The sewage works opened in 1864, The scheme was led by the Tottenham and Wood Green Drainage Board, and was connected to the London County Council drainage system and the Northern Outfall Sewer. The current beam engine was built by Wood Brothers of Sowerby Bridge, Yorkshire, in 1886 and commissioned in 1888, replacing an earlier 45 horsepower beam engine. It is the only surviving Wood Brothers eight column engine in situ. It was used continuously from its installation until 1905, when it was relegated to occasional duty for stormwater pumping. The works were finally closed for operation in February 1964, having been replaced by Deephams Sewage Treatment Works in Edmonton.

In 1970, the River Lee Regional Park Authority took a lease on the engine house, and a group of volunteers took on the task of restoring the engine, coming together as the River Lee Industrial Archaeology Society. The engine house and engine were Grade II listed in 1974. Markhouse Beam Engine and Museum was formed in 1984.

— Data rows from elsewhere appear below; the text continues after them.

PR #639, opened 2019-11-15
Rework log output

djones6:
Appsody CLI currently has a global logging configuration.  This is incompatible with running multiple commands concurrently during testing, which is something we'd like to do in the future (parallel testing).

This PR moves the logging configuration into a separate `LoggingConfig` struct, that is nested within `RootCommandConfig`.  Every log statement now uses the `config.<Level>.Log()` function rather than a global function.  Functions that did not already receive a `Config` of some type are now passed a `LoggingConfig` explicitly.

~~I have also replaced all uses of `fmt.Print` with `t.Log` in the test code.  Similarly, `t` has been propagated to all test utility functions that need to print.  This ensures that test output appears in chronological order.~~
Moved to https://github.com/appsody/appsody/pull/657

### DIFF
--- a/cmd/build.go
+++ b/cmd/build.go
@@ -179,25 +179,25 @@ func build(config *buildCommandConfig) error {
 	}
 
 	cmdArgs = append(cmdArgs, "-f", dockerfile, extractDir)
-	Debug.log("final cmd args", cmdArgs)
+	config.Debug.log("final cmd args", cmdArgs)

Over £3 million has been spent on restoring the engine, building and surrounding grounds, a full restoration of the park was completed by April 2010, and the park, museum, and beam engine re-opened for public access. The funding was secured through various sources including the Heritage Lottery Fund, Football Foundation, DCLG and Big Lottery Fund. The museum is open on selected Sundays and Bank Holidays, and the engine is occasionally run for public display.

In 2025 the museum merged with the nearby Walthamstow Pumphouse Museum to form the Heritage and Communities Trust.